In 2018, the reservoir was examined for the presence of cyanobacteria and cyanotoxins. The main species identified in the reservoir were cyanobacteria of the genus Microcystis, Dolichospermum and Planktothrix.

== 1976 bus accident ==
There was a tragic accident in the evening of 16 September 1976. A trolleybus with 91 passengers on board jumped off the sidewalk and plunged into the water from the road section of the Yerevan Reservoir Dam. The lack of protective barriers on the dam was also a contributing factor to the accident.
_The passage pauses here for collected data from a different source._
Issue #1314, opened 2023-11-03
Persistent Diff on upgrade caused by `pulumiLabels` field introduced via custom diff


guineveresaenger:
During upgrade tests for v6 -> v7, we discovered the following situation:

- If a resource has a `labels` field, it will receive two new output fields as part of the upgrade: `pulumiLabels` and `effectiveLabels`, via provider custom diff.
- When upgrading, the new outputs will result in a no-op diff. This is expected.
- However, after the upgrade, the `pulumiLabels` field remains nil in the pulumi state due to an upstream bug. 
- This means that every time we attempt to upgrade, Pulumi will see a diff on the output value, creating a permanent diff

On that day Shavarsh Karapetyan - an eleven-time world record-breaker in finswimming, 17-time world champion, 13-time European champion - was training with his brother Kamo Karapetyan, also a finswimmer, their team members and coach on the Lake shore: Karapetyan had just completed his usual distance of 20 km when he heard the sound of a crash and saw a sinking trolleybus which had gone out of control and fallen from the dam wall. The trolleybus lay at the bottom of the reservoir some 25 meters (80 ft) off the shore at a depth of 10 meters (33 ft). Karapetyan, then 23 years old, swam to it and, under conditions of almost zero visibility due to the silt rising from the bottom, broke the back window with his legs. The trolleybus was crowded, it carried 92 passengers and Karapetyan knew he had little time, spending some 30 to 35 seconds for each person he saved. Shavarsh Karapetyan would go down to the bottom of the lake, pull people out of the water, and hand the injured person over to his brother Kamo Karapetyan. Kamo Karapetyan would then transfer the injured to boats, and the boats would take them to shore, from where they would be transported to the nearest hospital. Shavarsh Karapetyan pulled out a total of 37 people, and saved 20 lives. Others managed to reach the shore on their own through the window Shavarsh Karapetyan broke, or were pulled out with the help of rescuers. However, a total of 46 did not survive, including the driver. The trolleybus was pulled out of the water in just 45 minutes. Rescue workers, kayakers and canoeists training at the lake, and emergency doctors participated in the rescue operations. Shavarsh Karapetyan developed pneumonia and sepsis, and subsequent lung complications prevented Karapetyan from continuing his sports career.